EXTRACTED DATA:
PR #63, opened 2022-12-04
feature(Functional Categories Dropdown)

patel-prakashkumar:
# Description
I have created Functional Categories Dropdown.
Please provide a short summary explaining what this PR is about.

Fixes # (issue)

# How to test?

Please provide a short summary how your changes can be tested?

# Checklist

- [ ] I have performed a self-review of my own code
- [ ] I have followed the name conventions for CSS Classnames and filenames, Components names and filenames, Style filenames, if you are in doubt check the the project README.MD and here https://github.com/HackYourFuture-CPH/curriculum/blob/master/review/review-checklist.md
- [ ] I have commented my code, particularly in hard-to-understand areas, if you code was simple enough mark the box anyway
- [ ] I have made corresponding changes to the documentation, if you code was simple enough mark the box anyway
- [ ] This PR is ready to be merged and not breaking any other functionality


packages/client/src/components/ProductListDropDown/DropDownViewList/DropDownViewList.component.js
```diff
@@ -1,39 +1,59 @@
...
-    'Reviews',
-    'Brand',
-  ];
+const DropDownViewList = ({
+  selectCategory,
+  selectSortBy,
+  selectAllFilter,
+}) => {
+  const [categories, setCategories] = useState([]);
+  const fetchProducts = () => {
```
miltonhultgren, line 13: Probably this should be named fetchCategories, but beyond that, why is this component fetching categories? Would it not make more sense if the container did that job and gave this component the data it needed to render?

packages/client/src/components/ProductListDropDown/DropDownViewList/DropDownViewList.component.js
```diff
@@ -1,39 +1,59 @@
...
+      .then((res) => res.json())
+      .then((item) => {
+        setCategories(item);
+      });
+  };
+  useEffect(() => {
+    fetchProducts();
+  }, []);
+
+  const Categories = categories.map(
```
miltonhultgren, line 24: Name your variables in camelCase, not PascalCase :) So just `categories`.

packages/client/src/components/ProductListDropDown/DropDownViewList/DropDownViewList.component.js
```diff
@@ -1,39 +1,59 @@
...
+        options={AllFilter}
+        select={selectAllFilter}
+      />
     </div>
   );
 };
+DropDownViewList.propTypes = {
+  selectCategory: PropTypes.func.isRequired,
+  selectSortBy: PropTypes.func.isRequired,
+  selectAllFilter: PropTypes.func.isRequired,
```
miltonhultgren, line 56: These are event handlers, so they are called **when** something happens but they don't decide **what** happens. 

I would advice naming them `onCategorySelected` instead, so that when this component is used it looks like this:
`<DropDownViewList onCategorySelected={setCategory} />`

packages/client/src/components/ProductList/ProductList.component.js
```diff
@@ -22,6 +23,37 @@ export default function ProductList() {
...
+  const fetchDropdown = (categoryId) => {
+    fetch(`${apiURL()}/products?category=${categoryId}`)
+      .then((res) => res.json())
+      .then((item) => {
+        setProducts(item);
+      });
+  };
+  useEffect(() => {
+    fetchDropdown(category);
+  }, [category]);
```
miltonhultgren, line 35: Again, this should probably be the responsibility of the container, same for the sorting. 

The component should inform the container of what should happen, the container knows how to do it.

miltonhultgren (changes requested):
I would like us to move around the data fetching responsibilities so that those are kept with the containers but overall the code itself looks fine :)

packages/client/src/components/ProductListDropDown/DropDownViewList/DropDownViewList.component.js
patel-prakashkumar: Thank you for your feedback. I have changed according to feedback.

packages/client/src/components/ProductListDropDown/DropDownViewList/DropDownViewList.component.js
patel-prakashkumar: I have updated name of variable.

packages/client/src/components/ProductListDropDown/DropDownViewList/DropDownViewList.component.js
patel-prakashkumar: I have change useState name according to feedback.

packages/client/src/components/ProductList/ProductList.component.js
patel-prakashkumar: I have moved fetch function and logic to collection page in container.

patel-prakashkumar: I have moved fetch Api function in container. just remain to move sort function from productList components to container. Its come error while moving to container because of search input functionality.

packages/client/src/components/CategoriesListDropDown/CategoriesListDropDown.component.js
```diff
@@ -1,25 +1,34 @@
...
 import PropTypes from 'prop-types';
-import './DropDownView.style.css';
+import './CategoriesListDropDown.style.css';
 
-const DropDownView = ({ options, lable, showFilterIcon, ...props }) => {
+const DropDownView = ({ options, lable, select, showFilterIcon, ...props }) => {
   const [value, setValue] = useState('');
   const handleChange = (event) => {
     setValue(event.target.value);
+    select(event.target.value);
```
miltonhultgren: I'd rather name this `onSelect`, since the component itself doesn't know what happens. It just knows to "call the callback on select"

packages/client/src/components/ProductList/ProductList.component.js
```diff
@@ -1,29 +1,31 @@
 import React, { useState, useEffect } from 'react';
+import PropTypes from 'prop-types';
 import './ProductList.component.css';
 import ProductCard from '../ProductCard/ProductCard.component';
-import { apiURL } from '../../apiURL';
 import SearchInput from '../SearchInput/SearchInput.component';
 
-export default function ProductList() {
-  const [products, setProducts] = useState([]);
+export default function ProductList({ isLoading, products, onSelectedSortBy }) {
```
miltonhultgren: `onSelectedSortBy`, this is an actual value, not a callback. So I think here it makes more sense to call it `sortOrder`.

packages/client/src/components/ProductList/ProductList.component.js
```diff
@@ -1,29 +1,31 @@
...
+      }
+      if (sort === 'Price ↓') {
+        return Number(a.price) > Number(b.price) ? 1 : -1;
+      }
+      if (sort === 'Price ↑') {
+        return Number(a.price) < Number(b.price) ? 1 : -1;
+      }
+      return 0;
+    });
   };
```
miltonhultgren:
```
useEffect(() => {
  function sortProducts(a, b) {
    if (sortOrder === '') {
      return 0;
    }
    if (sortOrder === 'Alphabetically') {
      return a.name.toLowerCase() < b.name.toLowerCase() ? -1 : 1;
    }
    if (sortOrder === 'Price ↓') {
      return Number(a.price) > Number(b.price) ? 1 : -1;
    }
    if (sortOrder === 'Price ↑') {
      return Number(a.price) < Number(b.price) ? 1 : -1;
    }
    return 0;
  }

  filteredProducts.sort(sortFunction);
}, [sortOrder]);
```

I think you want to use an effect here instead to react to when the prop changes.

packages/client/src/containers/CollectionsPage/CollectionsPage.Container.js
```diff
@@ -1,12 +1,91 @@
...
-import DropDownViewList from '../../components/ProductListDropDown/DropDownViewList/DropDownViewList.component';
+import './CollectionsPage.style.css';
+import DropDownView from '../../components/CategoriesListDropDown/CategoriesListDropDown.component';
+import { apiURL } from '../../apiURL';
 
 export const CollectionsPage = () => {
+  const [products, setProducts] = useState([]);
+  const [isLoading, setIsLoading] = useState(false);
+  const [onSelectedCategory, setOnSelectedCategory] = useState('');
+  const [onSelectedSortBy, setOnSelectedSortBy] = useState('');
```
miltonhultgren: These are not event handlers, these are just values.
```suggestion
  const [selectedCategory, setSelectedCategory] = useState('');
  const [sortOrder, setSortOrder] = useState('');
```

packages/client/src/containers/CollectionsPage/CollectionsPage.Container.js
```diff
@@ -1,12 +1,91 @@
...
+      .then((item) => {
+        setProducts(item);
+      })
+      .then(() => {
+        setIsLoading(false);
+      });
+  };
+  useEffect(() => {
+    fetchProducts();
+  }, []);
```
miltonhultgren:
```suggestion
  useEffect(() => {
    const fetchProducts = () => {
      setIsLoading(true);
      fetch(`${apiURL()}/products`)
        .then((res) => res.json())
        .then((item) => {
          setProducts(item);
          setIsLoading(false);
        });
    };
    
    fetchProducts();
  }, []);
```

Prefer to put the logic of the effect inside of the effect so it's clear that this happens as an effect.

packages/client/src/containers/CollectionsPage/CollectionsPage.Container.js
```diff
@@ -1,12 +1,91 @@
...
+
+  const [category, setCategoy] = useState([]);
```
miltonhultgren: Prefer to group your state at the top of your component so it's easy to see what data this component owns.
Also, this should probably be `categories` since it will be many?

packages/client/src/containers/CollectionsPage/CollectionsPage.Container.js
```diff
@@ -1,12 +1,91 @@
...
+          // select={(allFilterName) => setOnSelectedAllFilter(allFilterName)}
+          showFilterIcon
+        />
+      </div>
+
+      <div>
+        <ProductList
+          isLoading={isLoading}
+          products={products}
+          onSelectedSortBy={onSelectedSortBy}
```
miltonhultgren: Still feel like the sorting should happen in this component since the stats (products and sort order) live here already.

packages/client/src/containers/CollectionsPage/CollectionsPage.Container.js
```diff
@@ -1,12 +1,91 @@
...
+  };
+  useEffect(() => {
+    fetchCategories();
+  }, []);
+
+  const categories = category.map(
+    (element) =>
+      element.name.charAt(0).toUpperCase() +
+      element.name.slice(1).toLowerCase(),
+  );
```
miltonhultgren:
```suggestion
const [categories, setCategories] = useState([]);

useEffect(() => {
  const fetchCategories = () => {
    fetch(`${apiURL()}/categories`)
      .then((res) => res.json())
      .then((items) => {
        setCategories(items.map(
          (item) =>
            item.name.charAt(0).toUpperCase() +
            item.name.slice(1).toLowerCase(),
        ));
      });
  };

  fetchCategories();
}, []);
```

You'll have a problem here though that `categories` will be a list of strings, how will you get access to the ID?

packages/client/src/containers/CollectionsPage/CollectionsPage.Container.js
```diff
@@ -1,12 +1,91 @@
...
+
+  const sortBy = ['Recent Collections', 'Alphabetically', 'Price ↓', 'Price ↑'];
+  const allFilter = ['Price', 'Size', 'Color', 'Reviews', 'Brand'];
```
miltonhultgren: Maybe `sortOptions` and `filterOptions`?

packages/client/src/containers/CollectionsPage/CollectionsPage.Container.js
```diff
@@ -1,12 +1,91 @@
...
+  const fetchDropdown = (categoryId) => {
+    fetch(`${apiURL()}/products?category=${categoryId}`)
+      .then((res) => res.json())
+      .then((item) => {
+        setProducts(item);
+      });
+  };
+  useEffect(() => {
+    fetchDropdown(onSelectedCategory);
+  }, [onSelectedCategory]);
```
miltonhultgren: This part still confuses me, we fetch products twice in different places.

I would instead merge this into one place but check if you can add the category filter if it's set, something like:
```
useEffect(() => {
  function fetchProducts() {
    // Still, how do you get the category ID here?
    const url = `${apiURL()}/products${selectedCategory ? '?category=${categoryId}' : ''}`;
  
    fetch(url)
      .then((res) => res.json())
      .then((items) => {
        setProducts(items);
      });
  };

  fetchProducts();
}, [selectedCategory]);
```

patel-prakashkumar: Its my mistake. Its fetch category Name not categoryId  but Yea, I will use useEffect for render product by category name. I will try to add category filter into one fetch products.

packages/client/src/containers/CollectionsPage/CollectionsPage.Container.js
patel-prakashkumar: I having error if I used sorting function in collection page because of serach input.

packages/client/src/containers/CollectionsPage/CollectionsPage.Container.js
patel-prakashkumar: I have merge product and query param in one fetch.  I have passed category name as fetch function parameter. 
useEffect(() => {
    function fetchProducts(categoryName) {
      const url = `${apiURL()}/products${selectedCategory ? `?category=${categoryName}` : ''}`;
      fetch(url)
        .then((res) => res.json())
        .then((items) => {
          setProducts(items);
        });
    }
    fetchProducts(selectedCategory);
  }, [selectedCategory]);

packages/client/src/containers/CollectionsPage/CollectionsPage.Container.js
miltonhultgren: Then let's look at that error and try to fix that instead. Can you share the error?

packages/client/src/containers/CollectionsPage/CollectionsPage.Container.js
miltonhultgren: That's better, though you still have the problem that the API expects the ID, not the name, right?

miltonhultgren (approved):
Approving for now, let's create issues to fix the category filter bug (need the ID) and the sorting logic bug. 

Thanks for fixing so much though!

packages/client/src/containers/CollectionsPage/CollectionsPage.Container.js
patel-prakashkumar: Yes.. that true.. but we create endpoint by name.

REQUIRED WORK: Copy whichever lines of the records above contain the word "Reviews".

RESULT:
-    'Reviews',
+  const allFilter = ['Price', 'Size', 'Color', 'Reviews', 'Brand'];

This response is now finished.